| PROBLEM TO WORK ON |
Search the data for the word "indeed". Reproduce every line where it is found.

| THE INPUT |

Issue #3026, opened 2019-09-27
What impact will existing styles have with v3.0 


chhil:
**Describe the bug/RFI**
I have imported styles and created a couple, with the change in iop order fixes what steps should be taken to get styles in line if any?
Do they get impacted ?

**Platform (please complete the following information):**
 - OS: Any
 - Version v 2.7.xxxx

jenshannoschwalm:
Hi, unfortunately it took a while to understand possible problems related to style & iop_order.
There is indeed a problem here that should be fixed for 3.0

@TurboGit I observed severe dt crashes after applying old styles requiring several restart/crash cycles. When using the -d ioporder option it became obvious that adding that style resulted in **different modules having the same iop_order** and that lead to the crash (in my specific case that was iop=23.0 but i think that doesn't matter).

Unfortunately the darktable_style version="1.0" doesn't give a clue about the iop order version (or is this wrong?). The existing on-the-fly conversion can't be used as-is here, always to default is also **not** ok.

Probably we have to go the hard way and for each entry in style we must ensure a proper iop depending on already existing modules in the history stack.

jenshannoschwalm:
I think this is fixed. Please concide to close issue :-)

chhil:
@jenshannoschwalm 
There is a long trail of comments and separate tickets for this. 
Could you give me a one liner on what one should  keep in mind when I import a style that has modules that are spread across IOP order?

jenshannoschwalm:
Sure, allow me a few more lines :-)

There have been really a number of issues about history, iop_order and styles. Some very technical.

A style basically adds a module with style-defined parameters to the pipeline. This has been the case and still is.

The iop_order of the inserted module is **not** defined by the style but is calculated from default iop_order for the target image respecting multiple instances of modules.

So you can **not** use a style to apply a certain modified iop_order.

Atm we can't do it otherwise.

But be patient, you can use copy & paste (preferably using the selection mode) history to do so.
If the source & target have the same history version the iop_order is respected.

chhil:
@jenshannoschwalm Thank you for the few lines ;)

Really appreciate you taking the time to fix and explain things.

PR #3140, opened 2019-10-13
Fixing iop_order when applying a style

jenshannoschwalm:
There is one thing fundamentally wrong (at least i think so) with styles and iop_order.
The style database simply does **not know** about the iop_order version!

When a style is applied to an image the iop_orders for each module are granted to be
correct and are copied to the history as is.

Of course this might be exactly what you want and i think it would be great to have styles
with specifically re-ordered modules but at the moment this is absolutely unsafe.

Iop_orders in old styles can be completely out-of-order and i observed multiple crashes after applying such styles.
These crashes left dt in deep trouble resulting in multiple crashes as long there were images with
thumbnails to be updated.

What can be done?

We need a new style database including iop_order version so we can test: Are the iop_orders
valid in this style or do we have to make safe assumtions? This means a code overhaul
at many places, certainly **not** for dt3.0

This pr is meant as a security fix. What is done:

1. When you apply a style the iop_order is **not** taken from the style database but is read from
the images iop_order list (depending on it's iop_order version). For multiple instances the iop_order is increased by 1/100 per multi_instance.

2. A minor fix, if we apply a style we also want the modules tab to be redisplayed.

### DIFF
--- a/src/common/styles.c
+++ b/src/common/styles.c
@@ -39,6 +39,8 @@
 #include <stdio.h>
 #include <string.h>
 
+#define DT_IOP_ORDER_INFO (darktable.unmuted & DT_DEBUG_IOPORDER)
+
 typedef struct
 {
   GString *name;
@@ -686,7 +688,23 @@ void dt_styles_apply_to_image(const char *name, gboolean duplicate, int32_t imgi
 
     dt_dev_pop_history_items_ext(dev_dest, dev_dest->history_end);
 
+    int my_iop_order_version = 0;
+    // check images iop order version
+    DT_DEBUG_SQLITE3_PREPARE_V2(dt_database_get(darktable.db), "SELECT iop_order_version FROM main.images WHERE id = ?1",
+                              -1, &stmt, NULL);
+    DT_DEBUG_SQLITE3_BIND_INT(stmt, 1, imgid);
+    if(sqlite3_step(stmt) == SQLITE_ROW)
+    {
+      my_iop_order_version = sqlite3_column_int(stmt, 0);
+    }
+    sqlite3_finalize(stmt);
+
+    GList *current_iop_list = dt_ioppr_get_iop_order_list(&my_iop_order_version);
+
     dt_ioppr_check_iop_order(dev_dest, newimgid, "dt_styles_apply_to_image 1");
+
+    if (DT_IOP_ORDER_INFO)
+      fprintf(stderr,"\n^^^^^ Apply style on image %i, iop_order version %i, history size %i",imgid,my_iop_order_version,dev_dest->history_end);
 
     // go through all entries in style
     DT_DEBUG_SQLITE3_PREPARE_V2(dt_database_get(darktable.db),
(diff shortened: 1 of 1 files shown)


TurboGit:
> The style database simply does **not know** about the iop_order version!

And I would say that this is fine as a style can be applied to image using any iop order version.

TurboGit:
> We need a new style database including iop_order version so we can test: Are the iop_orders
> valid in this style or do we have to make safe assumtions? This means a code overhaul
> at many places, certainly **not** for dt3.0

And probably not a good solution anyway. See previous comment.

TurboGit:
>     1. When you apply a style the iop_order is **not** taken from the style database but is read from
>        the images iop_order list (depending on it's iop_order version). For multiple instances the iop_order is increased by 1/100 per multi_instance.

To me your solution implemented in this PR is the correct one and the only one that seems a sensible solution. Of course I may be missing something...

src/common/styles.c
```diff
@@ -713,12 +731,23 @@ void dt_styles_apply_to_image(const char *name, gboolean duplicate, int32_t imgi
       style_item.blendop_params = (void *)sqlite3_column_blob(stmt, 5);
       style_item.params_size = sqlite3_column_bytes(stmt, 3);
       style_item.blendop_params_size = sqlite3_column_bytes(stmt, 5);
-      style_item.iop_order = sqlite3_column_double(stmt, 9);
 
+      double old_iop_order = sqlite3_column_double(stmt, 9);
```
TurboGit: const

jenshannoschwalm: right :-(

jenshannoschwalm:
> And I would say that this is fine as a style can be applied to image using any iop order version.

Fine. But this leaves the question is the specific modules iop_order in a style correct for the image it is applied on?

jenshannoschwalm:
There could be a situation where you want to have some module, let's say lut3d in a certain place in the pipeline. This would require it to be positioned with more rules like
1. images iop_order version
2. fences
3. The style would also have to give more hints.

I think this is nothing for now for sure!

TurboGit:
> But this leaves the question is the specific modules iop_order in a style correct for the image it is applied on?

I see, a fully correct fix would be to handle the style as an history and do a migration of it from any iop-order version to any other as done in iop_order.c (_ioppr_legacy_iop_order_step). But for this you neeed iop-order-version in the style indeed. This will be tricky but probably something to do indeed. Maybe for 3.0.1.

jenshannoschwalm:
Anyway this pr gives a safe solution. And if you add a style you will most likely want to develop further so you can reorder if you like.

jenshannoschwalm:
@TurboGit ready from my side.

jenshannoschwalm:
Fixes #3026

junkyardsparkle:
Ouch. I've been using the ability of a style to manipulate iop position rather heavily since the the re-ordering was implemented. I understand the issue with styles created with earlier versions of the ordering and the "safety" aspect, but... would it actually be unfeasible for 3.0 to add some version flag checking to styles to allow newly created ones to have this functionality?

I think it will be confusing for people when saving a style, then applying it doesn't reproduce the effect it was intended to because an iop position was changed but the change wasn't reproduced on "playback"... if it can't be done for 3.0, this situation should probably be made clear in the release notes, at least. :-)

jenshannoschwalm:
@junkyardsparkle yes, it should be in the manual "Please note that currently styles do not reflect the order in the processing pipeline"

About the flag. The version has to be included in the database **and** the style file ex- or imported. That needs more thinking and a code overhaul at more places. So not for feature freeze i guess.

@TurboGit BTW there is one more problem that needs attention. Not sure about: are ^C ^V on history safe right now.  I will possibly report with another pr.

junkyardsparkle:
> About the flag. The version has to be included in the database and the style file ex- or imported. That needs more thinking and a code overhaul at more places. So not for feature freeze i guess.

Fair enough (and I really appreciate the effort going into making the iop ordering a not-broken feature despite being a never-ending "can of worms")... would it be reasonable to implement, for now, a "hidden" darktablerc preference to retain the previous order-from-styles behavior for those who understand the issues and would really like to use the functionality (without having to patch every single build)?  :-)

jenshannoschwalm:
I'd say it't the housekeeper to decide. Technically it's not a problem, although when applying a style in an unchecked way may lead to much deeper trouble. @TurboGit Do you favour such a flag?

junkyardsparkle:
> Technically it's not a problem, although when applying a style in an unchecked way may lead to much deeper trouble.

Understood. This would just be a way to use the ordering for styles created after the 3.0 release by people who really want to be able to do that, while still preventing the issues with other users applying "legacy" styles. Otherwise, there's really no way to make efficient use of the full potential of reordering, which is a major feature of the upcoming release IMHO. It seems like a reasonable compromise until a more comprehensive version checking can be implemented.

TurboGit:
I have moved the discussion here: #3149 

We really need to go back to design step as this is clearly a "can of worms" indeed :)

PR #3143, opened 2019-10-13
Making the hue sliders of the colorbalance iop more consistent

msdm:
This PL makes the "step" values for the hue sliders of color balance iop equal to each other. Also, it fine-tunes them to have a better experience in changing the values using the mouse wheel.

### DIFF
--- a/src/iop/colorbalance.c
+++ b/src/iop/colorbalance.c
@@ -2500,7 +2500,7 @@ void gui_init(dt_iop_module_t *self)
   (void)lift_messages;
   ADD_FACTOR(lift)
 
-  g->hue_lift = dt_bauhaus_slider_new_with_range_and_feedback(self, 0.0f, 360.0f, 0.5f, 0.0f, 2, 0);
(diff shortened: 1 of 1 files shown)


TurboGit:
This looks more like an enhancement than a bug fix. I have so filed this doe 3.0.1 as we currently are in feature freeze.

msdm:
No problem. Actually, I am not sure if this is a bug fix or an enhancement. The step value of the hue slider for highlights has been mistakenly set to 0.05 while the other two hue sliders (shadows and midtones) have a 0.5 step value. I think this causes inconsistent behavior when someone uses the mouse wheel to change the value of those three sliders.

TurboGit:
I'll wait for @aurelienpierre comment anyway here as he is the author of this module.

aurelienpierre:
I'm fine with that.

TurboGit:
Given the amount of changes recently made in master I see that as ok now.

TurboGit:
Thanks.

| WRITTEN RESPONSE |
There is indeed a problem here that should be fixed for 3.0
I see, a fully correct fix would be to handle the style as an history and do a migration of it from any iop-order version to any other as done in iop_order.c (_ioppr_legacy_iop_order_step). But for this you neeed iop-order-version in the style indeed. This will be tricky but probably something to do indeed. Maybe for 3.0.1.
We really need to go back to design step as this is clearly a "can of worms" indeed :)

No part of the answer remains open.